When a line in the entries below contains the word "mieubrisse", copy that line.

BEGIN WORKING DATA

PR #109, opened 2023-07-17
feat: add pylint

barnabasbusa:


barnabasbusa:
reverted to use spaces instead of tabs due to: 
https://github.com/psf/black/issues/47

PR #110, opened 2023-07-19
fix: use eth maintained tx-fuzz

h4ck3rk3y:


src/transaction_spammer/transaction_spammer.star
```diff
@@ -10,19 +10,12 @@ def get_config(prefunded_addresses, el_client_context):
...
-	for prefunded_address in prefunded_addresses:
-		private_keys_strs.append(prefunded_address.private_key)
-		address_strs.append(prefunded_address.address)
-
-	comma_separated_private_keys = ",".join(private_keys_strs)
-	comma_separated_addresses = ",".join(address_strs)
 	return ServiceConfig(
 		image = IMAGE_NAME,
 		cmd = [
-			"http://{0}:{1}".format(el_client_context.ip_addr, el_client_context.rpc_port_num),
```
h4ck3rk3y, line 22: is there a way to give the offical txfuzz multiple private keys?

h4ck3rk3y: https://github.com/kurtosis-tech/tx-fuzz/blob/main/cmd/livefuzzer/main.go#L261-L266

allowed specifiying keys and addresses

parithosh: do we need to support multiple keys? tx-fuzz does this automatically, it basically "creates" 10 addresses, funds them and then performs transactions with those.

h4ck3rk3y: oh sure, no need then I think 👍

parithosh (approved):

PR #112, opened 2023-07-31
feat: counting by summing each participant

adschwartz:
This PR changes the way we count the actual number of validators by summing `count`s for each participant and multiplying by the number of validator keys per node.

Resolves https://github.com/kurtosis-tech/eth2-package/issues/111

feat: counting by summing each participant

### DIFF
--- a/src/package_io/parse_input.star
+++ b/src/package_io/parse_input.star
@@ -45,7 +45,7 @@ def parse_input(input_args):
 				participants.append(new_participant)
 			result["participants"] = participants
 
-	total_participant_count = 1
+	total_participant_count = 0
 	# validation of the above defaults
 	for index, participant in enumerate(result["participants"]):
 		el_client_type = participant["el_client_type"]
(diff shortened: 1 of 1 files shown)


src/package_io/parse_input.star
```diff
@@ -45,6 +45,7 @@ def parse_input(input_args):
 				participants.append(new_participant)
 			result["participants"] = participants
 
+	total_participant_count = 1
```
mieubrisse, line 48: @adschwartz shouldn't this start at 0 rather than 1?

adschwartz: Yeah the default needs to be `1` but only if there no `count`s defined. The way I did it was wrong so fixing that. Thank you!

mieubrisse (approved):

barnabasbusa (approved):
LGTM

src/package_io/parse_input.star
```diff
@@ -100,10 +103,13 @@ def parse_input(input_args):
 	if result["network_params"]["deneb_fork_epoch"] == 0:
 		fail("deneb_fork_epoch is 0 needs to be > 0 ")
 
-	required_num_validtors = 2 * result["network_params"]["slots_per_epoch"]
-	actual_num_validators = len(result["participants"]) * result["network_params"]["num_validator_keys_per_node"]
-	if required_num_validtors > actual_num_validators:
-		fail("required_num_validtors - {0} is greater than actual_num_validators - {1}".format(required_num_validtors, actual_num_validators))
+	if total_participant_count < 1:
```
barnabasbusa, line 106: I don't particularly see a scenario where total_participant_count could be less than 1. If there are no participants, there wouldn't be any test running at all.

END WORKING DATA
BEGIN WORKING DATA

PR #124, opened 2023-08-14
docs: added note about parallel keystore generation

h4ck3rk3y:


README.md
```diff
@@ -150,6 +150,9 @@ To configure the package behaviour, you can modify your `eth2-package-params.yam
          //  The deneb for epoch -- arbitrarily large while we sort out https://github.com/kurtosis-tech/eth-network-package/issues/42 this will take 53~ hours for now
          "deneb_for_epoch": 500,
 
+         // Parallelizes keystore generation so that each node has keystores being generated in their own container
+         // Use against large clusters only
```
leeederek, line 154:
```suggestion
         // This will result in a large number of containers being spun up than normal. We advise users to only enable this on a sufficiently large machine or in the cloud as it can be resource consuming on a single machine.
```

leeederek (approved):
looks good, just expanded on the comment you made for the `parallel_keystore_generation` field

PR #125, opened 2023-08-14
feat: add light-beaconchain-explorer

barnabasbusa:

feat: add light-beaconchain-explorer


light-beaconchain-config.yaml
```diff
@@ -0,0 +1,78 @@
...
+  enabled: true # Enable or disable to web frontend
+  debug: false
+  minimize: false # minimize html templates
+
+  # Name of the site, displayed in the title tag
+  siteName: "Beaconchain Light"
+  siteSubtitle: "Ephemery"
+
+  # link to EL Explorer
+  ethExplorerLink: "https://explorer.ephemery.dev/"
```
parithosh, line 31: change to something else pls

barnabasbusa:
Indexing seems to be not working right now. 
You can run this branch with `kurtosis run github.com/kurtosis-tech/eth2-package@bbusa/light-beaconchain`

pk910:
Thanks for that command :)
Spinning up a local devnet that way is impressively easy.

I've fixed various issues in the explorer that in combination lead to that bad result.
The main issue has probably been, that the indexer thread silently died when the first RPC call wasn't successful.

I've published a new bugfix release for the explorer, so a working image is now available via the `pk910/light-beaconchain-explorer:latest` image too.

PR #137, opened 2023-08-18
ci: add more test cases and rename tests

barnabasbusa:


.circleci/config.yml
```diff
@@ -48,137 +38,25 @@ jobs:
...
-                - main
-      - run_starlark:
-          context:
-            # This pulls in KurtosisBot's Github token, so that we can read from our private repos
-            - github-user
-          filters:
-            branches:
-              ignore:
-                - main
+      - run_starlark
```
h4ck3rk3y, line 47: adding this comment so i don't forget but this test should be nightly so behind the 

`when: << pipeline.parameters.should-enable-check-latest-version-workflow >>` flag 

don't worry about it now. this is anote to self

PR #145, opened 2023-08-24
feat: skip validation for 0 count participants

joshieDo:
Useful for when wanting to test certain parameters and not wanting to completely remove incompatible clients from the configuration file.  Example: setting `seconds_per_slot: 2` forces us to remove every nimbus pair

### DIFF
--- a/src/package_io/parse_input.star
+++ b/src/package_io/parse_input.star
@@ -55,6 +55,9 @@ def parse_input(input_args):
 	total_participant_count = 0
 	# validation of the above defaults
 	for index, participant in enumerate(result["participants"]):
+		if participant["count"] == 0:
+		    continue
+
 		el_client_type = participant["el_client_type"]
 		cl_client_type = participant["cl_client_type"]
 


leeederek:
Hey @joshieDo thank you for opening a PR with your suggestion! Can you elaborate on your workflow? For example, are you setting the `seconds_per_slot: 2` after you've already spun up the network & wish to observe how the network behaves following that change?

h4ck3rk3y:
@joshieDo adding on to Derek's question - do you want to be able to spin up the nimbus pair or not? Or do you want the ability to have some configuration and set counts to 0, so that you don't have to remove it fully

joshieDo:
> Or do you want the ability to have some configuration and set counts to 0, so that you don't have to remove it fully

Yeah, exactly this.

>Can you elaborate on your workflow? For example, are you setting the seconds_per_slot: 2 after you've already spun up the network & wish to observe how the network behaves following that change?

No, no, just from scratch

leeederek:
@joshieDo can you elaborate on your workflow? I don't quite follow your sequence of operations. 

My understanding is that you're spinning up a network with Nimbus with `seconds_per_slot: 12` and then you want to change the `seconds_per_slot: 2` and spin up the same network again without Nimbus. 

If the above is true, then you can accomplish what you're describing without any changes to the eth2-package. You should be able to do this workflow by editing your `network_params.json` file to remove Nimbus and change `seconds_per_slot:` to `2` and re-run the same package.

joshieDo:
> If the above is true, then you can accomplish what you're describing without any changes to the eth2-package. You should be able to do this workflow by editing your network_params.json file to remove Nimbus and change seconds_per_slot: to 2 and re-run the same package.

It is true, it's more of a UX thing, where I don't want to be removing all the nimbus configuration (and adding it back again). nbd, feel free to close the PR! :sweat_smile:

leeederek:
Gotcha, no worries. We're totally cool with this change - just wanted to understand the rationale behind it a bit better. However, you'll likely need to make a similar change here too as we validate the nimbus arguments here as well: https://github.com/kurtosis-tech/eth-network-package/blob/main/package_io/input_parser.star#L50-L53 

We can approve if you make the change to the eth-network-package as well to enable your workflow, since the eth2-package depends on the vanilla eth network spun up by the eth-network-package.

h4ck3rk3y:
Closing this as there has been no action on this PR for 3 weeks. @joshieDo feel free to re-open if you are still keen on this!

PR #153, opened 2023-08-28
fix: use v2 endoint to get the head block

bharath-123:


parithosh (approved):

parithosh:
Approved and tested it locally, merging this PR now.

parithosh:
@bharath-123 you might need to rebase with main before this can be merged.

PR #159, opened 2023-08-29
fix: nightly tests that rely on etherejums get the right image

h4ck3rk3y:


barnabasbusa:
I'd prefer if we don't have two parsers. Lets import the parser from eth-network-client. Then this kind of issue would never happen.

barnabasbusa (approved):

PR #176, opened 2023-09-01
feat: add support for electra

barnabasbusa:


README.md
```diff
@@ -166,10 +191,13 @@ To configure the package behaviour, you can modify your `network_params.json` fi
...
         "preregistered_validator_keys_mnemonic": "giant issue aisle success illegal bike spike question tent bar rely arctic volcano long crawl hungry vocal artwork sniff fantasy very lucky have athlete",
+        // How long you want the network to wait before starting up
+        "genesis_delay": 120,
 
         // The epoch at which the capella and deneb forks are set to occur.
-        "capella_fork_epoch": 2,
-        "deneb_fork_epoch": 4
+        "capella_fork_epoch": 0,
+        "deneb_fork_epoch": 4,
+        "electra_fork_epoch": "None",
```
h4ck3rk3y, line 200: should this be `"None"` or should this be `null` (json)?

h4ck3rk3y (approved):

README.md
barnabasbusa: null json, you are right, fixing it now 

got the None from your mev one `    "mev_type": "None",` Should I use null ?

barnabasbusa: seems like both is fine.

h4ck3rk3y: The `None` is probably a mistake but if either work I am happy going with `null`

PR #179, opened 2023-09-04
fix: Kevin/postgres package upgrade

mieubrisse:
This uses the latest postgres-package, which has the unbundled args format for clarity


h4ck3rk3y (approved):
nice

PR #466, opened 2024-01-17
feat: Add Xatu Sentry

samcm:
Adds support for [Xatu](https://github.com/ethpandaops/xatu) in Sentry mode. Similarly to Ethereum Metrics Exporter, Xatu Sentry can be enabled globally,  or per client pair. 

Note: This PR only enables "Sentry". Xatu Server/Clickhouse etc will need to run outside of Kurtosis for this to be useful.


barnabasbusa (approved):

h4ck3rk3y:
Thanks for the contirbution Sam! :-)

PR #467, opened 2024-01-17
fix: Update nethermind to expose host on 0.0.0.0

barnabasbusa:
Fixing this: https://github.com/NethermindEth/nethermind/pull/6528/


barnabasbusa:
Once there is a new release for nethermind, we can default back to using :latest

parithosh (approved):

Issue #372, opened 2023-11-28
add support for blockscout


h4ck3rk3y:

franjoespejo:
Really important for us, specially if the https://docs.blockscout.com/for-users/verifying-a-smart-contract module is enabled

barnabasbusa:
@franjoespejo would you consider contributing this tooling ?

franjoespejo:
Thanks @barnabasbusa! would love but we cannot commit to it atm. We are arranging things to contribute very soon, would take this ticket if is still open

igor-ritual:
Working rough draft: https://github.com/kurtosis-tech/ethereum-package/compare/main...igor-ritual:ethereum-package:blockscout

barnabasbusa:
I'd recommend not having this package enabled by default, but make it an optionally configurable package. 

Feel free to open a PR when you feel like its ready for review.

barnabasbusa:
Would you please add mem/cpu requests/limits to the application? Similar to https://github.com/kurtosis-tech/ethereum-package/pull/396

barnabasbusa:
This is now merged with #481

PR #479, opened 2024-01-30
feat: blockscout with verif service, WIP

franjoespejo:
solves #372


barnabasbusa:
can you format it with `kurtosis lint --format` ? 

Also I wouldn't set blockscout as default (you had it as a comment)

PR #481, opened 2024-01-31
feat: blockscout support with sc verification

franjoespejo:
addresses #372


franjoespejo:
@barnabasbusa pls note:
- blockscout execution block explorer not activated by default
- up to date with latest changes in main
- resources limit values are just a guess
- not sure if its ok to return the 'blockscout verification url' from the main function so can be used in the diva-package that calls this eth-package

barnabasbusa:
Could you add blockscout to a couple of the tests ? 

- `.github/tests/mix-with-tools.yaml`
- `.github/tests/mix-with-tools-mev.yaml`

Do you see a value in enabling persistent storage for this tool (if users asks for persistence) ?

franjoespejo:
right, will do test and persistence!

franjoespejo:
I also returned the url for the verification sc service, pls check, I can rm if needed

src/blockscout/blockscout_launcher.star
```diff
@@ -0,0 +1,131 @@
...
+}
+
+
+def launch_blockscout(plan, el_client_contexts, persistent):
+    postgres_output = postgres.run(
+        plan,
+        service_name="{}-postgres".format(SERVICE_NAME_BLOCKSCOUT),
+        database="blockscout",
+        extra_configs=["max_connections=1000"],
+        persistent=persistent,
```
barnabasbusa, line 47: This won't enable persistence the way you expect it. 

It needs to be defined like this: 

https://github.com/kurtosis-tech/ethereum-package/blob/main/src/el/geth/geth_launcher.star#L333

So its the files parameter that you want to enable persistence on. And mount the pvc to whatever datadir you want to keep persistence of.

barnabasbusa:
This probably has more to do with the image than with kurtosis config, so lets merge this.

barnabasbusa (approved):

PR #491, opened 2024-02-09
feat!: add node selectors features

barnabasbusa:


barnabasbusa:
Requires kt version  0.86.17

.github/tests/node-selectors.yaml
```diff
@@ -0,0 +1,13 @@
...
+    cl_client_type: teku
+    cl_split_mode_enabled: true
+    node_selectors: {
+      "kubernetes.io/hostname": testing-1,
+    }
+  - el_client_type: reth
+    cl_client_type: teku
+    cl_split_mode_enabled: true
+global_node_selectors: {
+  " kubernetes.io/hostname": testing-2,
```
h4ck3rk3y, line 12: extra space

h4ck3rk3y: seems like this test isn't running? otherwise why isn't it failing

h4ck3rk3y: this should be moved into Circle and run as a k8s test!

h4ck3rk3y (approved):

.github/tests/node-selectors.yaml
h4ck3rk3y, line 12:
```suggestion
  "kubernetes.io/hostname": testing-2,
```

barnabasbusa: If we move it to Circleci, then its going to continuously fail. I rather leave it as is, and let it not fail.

END WORKING DATA
BEGIN WORKING DATA

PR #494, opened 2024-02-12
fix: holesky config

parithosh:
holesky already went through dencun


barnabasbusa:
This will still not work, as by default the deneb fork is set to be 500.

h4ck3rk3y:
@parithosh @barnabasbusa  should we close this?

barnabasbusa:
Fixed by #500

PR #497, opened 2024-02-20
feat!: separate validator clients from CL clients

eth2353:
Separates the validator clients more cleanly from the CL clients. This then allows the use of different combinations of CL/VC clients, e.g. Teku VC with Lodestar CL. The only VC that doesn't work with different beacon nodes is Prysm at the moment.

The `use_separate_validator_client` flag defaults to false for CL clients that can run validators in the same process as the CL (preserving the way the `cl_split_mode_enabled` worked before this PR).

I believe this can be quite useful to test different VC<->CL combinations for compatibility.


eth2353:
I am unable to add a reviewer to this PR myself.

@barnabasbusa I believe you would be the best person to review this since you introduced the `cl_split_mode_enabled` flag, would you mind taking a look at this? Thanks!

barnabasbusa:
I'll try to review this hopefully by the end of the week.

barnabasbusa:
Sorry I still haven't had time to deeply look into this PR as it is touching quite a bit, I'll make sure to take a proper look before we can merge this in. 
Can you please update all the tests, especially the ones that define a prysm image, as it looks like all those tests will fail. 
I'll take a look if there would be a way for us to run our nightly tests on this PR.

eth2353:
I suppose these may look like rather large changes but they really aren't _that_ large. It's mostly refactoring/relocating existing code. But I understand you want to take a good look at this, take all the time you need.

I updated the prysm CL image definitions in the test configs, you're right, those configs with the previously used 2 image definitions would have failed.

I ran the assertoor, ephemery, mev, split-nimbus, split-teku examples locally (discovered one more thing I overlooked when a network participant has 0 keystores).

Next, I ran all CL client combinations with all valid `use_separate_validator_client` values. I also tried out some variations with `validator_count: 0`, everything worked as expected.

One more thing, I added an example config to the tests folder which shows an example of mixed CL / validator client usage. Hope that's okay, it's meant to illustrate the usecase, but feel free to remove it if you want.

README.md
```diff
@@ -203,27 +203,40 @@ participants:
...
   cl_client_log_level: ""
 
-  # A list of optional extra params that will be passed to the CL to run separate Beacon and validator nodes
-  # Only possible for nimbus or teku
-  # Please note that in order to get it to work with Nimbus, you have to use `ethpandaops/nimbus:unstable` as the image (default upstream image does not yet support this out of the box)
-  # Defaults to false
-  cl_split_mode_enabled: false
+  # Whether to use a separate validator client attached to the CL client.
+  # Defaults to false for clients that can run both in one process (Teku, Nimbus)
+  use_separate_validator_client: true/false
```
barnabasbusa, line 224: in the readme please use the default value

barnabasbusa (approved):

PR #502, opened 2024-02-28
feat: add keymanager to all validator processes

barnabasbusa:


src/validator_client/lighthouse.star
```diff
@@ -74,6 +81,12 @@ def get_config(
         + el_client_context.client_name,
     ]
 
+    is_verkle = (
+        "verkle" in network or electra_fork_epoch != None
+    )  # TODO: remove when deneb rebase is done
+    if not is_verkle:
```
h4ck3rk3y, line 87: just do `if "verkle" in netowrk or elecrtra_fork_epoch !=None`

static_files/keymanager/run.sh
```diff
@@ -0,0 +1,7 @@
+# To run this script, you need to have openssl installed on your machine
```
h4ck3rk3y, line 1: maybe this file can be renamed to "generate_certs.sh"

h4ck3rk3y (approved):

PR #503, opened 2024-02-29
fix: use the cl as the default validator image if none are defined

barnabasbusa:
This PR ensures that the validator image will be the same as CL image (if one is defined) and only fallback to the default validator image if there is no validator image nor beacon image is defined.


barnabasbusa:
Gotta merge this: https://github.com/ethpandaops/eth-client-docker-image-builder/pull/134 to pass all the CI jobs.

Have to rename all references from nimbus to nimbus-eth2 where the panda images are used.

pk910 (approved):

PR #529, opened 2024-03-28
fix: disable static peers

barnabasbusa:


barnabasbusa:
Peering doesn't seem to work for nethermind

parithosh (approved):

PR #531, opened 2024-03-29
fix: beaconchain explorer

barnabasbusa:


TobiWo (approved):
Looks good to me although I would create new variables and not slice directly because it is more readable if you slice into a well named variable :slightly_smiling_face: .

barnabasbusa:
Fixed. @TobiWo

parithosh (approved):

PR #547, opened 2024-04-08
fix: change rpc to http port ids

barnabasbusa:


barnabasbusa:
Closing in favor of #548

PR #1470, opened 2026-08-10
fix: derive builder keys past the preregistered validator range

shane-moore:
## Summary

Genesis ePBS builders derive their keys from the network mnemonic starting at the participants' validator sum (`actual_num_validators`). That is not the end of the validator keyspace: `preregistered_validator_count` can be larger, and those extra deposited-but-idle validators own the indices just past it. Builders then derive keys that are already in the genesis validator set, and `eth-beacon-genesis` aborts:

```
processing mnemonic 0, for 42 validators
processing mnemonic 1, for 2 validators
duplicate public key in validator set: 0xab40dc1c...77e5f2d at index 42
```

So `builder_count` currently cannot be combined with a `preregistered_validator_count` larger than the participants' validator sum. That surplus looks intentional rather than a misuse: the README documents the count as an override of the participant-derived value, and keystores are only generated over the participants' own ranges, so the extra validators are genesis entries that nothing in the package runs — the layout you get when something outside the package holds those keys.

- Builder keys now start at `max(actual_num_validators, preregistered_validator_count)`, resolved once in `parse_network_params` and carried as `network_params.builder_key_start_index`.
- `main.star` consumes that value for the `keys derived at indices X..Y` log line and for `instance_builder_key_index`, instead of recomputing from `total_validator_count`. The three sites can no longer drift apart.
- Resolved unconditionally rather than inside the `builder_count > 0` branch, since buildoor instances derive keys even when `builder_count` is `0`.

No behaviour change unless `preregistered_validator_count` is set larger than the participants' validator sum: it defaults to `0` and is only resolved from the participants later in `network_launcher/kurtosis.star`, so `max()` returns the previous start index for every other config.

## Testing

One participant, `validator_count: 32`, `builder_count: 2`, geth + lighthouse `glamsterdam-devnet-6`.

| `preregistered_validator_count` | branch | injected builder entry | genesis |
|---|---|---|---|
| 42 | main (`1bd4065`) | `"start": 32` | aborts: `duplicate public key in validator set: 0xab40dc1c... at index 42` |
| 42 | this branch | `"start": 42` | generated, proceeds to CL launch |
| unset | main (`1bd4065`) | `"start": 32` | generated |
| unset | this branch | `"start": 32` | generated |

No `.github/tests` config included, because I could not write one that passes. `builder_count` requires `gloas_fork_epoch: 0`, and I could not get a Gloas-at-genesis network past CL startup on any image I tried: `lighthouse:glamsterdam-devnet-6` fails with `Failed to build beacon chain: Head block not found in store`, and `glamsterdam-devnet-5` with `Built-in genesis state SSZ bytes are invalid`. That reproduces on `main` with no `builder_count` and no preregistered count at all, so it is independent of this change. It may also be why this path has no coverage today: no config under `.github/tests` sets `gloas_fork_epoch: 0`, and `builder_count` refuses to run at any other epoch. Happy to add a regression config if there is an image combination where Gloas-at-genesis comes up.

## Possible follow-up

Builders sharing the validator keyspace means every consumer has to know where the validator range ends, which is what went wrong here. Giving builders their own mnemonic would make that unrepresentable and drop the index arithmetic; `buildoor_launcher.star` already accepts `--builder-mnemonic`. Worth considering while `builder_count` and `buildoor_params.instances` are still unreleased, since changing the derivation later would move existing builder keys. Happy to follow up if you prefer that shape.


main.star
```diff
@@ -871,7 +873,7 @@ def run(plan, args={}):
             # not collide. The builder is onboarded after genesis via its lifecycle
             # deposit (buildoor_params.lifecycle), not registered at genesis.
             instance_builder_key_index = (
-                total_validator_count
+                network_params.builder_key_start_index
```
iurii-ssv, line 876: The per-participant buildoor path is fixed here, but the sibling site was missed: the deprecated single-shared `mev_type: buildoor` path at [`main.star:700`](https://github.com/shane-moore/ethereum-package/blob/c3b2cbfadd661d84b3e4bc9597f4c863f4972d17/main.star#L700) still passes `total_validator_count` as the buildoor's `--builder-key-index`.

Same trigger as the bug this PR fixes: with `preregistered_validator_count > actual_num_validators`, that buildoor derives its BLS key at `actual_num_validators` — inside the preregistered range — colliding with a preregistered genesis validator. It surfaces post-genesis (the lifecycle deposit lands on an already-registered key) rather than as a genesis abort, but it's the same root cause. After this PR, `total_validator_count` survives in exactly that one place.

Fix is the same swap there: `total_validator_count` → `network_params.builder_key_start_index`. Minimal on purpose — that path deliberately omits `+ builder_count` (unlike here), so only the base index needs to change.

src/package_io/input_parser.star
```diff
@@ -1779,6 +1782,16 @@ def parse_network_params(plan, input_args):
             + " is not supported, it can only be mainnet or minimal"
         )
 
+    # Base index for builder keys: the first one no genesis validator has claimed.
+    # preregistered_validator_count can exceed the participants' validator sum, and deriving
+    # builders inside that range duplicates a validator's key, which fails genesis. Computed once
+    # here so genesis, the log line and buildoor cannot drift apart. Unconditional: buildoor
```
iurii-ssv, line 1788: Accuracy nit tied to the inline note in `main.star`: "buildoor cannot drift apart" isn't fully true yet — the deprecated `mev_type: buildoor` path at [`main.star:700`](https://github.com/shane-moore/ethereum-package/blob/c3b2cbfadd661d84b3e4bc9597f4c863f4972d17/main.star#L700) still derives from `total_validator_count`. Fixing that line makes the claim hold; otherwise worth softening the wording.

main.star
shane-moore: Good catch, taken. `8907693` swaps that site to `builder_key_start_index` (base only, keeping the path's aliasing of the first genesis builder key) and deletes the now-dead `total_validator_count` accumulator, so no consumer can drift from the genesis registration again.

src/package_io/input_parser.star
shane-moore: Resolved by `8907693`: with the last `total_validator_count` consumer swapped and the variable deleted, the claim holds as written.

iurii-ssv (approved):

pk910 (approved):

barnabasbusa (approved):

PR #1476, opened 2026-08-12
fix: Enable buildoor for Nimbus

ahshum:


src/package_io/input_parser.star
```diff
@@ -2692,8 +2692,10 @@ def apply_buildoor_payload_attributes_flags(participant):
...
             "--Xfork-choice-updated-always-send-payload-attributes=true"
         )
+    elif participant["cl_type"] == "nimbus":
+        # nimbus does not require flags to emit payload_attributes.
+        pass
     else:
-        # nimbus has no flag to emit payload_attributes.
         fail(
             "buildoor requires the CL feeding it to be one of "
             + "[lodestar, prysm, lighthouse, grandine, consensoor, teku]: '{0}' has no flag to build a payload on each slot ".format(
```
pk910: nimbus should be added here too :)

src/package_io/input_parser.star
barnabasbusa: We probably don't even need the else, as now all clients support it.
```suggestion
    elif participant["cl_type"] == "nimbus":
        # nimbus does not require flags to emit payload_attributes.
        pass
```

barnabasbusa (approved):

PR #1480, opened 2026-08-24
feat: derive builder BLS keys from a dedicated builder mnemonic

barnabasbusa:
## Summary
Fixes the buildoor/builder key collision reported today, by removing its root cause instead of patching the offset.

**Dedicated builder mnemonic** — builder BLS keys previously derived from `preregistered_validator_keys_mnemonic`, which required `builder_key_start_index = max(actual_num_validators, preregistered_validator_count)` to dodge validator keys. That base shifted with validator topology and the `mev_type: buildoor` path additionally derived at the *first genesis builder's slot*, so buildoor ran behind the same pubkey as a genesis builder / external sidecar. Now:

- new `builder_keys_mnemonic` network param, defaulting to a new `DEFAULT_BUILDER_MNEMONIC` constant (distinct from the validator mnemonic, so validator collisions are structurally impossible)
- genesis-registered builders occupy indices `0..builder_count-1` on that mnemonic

END WORKING DATA

# [WRITTEN REPLY]
mieubrisse, line 48: @adschwartz shouldn't this start at 0 rather than 1?
mieubrisse (approved):
mieubrisse:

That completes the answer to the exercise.